Man looking at stock charts on both a phone and a computer

The fast increase in interest rates (in a little over a year jumping from 0.25% to 5.25%) and the tightening of lending by regional banks is already having negative consequences in the U.S. Electric Vehicle (EV) car sales as well as adoption by households of decarbonizing solutions like heat pumps, rooftop solar panels and stationary batteries are interest rate sensitive. These hard assets and equipment with long useful lives are mostly acquired using leverage. Despite all these key technologies being eligible for fiscal stimulus from the Inflation Reduction Act (IRA), complexities in getting the rebates from the government are being ironed out, but it now clear that it will take time until U.S. consumers can benefit from these cash rebates.

While the IRA rebates for homeowners took effect on January 1, the US Department of Energy (DOE) notes that rebates may not be available to buyers until the end of the year and perhaps only in 2024. The cause of the delay is that the $4.3 billion in home electrification rebates will be processed through the state energy offices of the different 50 states. Each state program needs to be designed to enforce the IRA rules on income eligibility, specific technology and reporting requirements.

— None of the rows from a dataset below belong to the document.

PR #282, opened 2023-10-04
Fixes rosetta tests from overwriting artifacts from upstream tests

terrykong:
Artifacts have been uploaded to `${GITHUB_RUN_ID}-${TEST_CASE_NAME}`, but now that the `_test_{t5x,pax}.yaml` are potentially called twice in a single run (e.g., in ci.yaml), we can have artifacts that clobber each other. This change adds a `SUFFIX` input that will prevent them from clobbering each other

### DIFF
--- a/.github/workflows/_test_pax.yaml
+++ b/.github/workflows/_test_pax.yaml
@@ -13,6 +13,11 @@ on:
         description: Extra command line args to pass to test-pax.sh
         default: ""
         required: false
+      SUFFIX:
+        type: string
+        description: If provided, will append a suffix to the arfiact name. Helpful if re-running this reusable workflow to prevent clobbering of artifacts
+        default: ""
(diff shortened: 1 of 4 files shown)


ashors1 (approved):

terrykong:
Actually upon further investigation, this doesn't seem to be a problem currently because ci.yaml only runs _test_{pax,t5x}.yaml once, (ex: https://github.com/NVIDIA/JAX-Toolbox/blob/main/.github/workflows/ci.yaml#L228). For the public facing workflows, we haven't run into this b/c they all get their own GITHUB_RUN_ID when triggered via upstream public facing workflows

Moving this to draft since ci.yaml needs to be updated too

yhtang:
Is this issue addressed by #298? Can we close this?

Biden announces his intention to run for re-election and proposes three impactful decarbonization regulations, but political uncertainty may hurt his ability to execute on them

The U.S. Environmental Protection Agency (EPA) is proposing new rules that would limit GHG emissions for the over 3,400 coal and gas fired power plants in the U.S. (as well as future plants), that last year produced ca. 60% of all the electricity produced in the US. All fossil fuel burning plants would have to capture or cut all their CO2 emissions by 2040. The additional two plans call for a sharp rise in EVs, as well as a control of methane leaks in oil and gas wells.

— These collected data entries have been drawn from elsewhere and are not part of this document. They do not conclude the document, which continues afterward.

PR #284, opened 2023-10-05
Updates rosetta CI to build multiarch (Arm64/amd64) for pax

terrykong:
Example images from run:
* pax: `ghcr.io/nvidia/jax-toolbox-internal:6414016731-pax-multiarch`

T5x will not be be able to be built multiarch until https://github.com/NVIDIA/JAX-Toolbox/pull/252 is merged, so for now platforms is configurable and t5x is only built for x86


.github/workflows/_build_rosetta.yaml
```diff
@@ -65,32 +73,95 @@ jobs:
...
 
       - name: Set up Docker Buildx
         uses: docker/setup-buildx-action@v2
         with:
           driver-opts: |
-            image=moby/buildkit:v0.10.6
+            image=moby/buildkit:v0.12.1
 
-      - name: Pull and validate BASE_IMAGE=${{ env.BASE_IMAGE }} contains BASE_LIBRARY=${{ inputs.BASE_LIBRARY }}
+      - name: Pull and validate BASE_IMAGE=${{ steps.defaults.outputs.BASE_IMAGE }} contains BASE_LIBRARY=${{ inputs.BASE_LIBRARY }}
```
yhtang, line 85: Why do we need this step?

terrykong: Sanity mainly. I was thinking in the future with OCI annotations, we could just inspect the environment vars: https://github.com/NVIDIA/JAX-Toolbox/blob/main/.github/workflows/scripts/get_remote_env.sh and then avoid us having to pull the image; but didn't implement that yet.

terrykong: Actually I failed to mention why it's required; since (rosetta) pax does not re-install paxml, having paxml already installed in editable is required for the rosetta build at the moment. Once we have reproducible builds addressed, we can probably toss this step out.

yhtang: Since the need for the check is transient and will be eliminated soon with pip-compile, I'd recommend that we simply don't do it. The build process will also fail if the library is not present, right? It should be fine as long as the wrong library does not cause a silent failure.

terrykong: Done!

yhtang:
The tests failed, likely due to external factors. Rerunning to confirm,.

terrykong:
* pax: https://github.com/NVIDIA/JAX-Toolbox/actions/runs/6460591777
* t5x: https://github.com/NVIDIA/JAX-Toolbox/actions/runs/6460592264

terrykong:
* t5x (fixed build): https://github.com/NVIDIA/JAX-Toolbox/actions/runs/6462316511

terrykong:
Not sure why this wasn't caught earlier, but rosetta-pax fails b/c of extra installs intended only for t5x based images. Am removing those sections for now and rerunning pax build: https://github.com/NVIDIA/JAX-Toolbox/actions/runs/6464588951

yhtang (approved):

The EPA also in April proposed extensive emissions cuts for new cars and trucks through 2032, which could accelerate the electrification of new vehicles, to over 2/3rds of all new ones being EVs within the next 10 years. The third rule was announced by the EPA in March, designed to force oil & gas E&P companies to find and stop methane leaks at new and in operation wells, pipelines and stations. The agency would also fine emitters $1,500/ tonne which would be effectively the first U.S. greenhouse gas tax. There will be material political pushback from Republicans; environmentalists are emphasizing the need for the administration to move fast so it can finalize the new rules by early 2024, to minimize the risk of a future Congress or president to be able to revoke these green regulations.

Enphase and the trilemma for the U.S. behind the meter solar acceleration

The producer of microinverters, a key technology that goes together with solar panel installations, is a company well rated by many analysts. Solid management, healthy capital structure, well positioned in a fast growing space and with solid IP and technologies. On April 25th Enphase reported 1Q23 results and brought the solar market down with it, with its shares dropping ca 25% after results were released. Enphase’s revenue went from $441 million in 1Q22 to $726 million in 1Q23, but a deeper look shows disappointing figures for the U.S. market.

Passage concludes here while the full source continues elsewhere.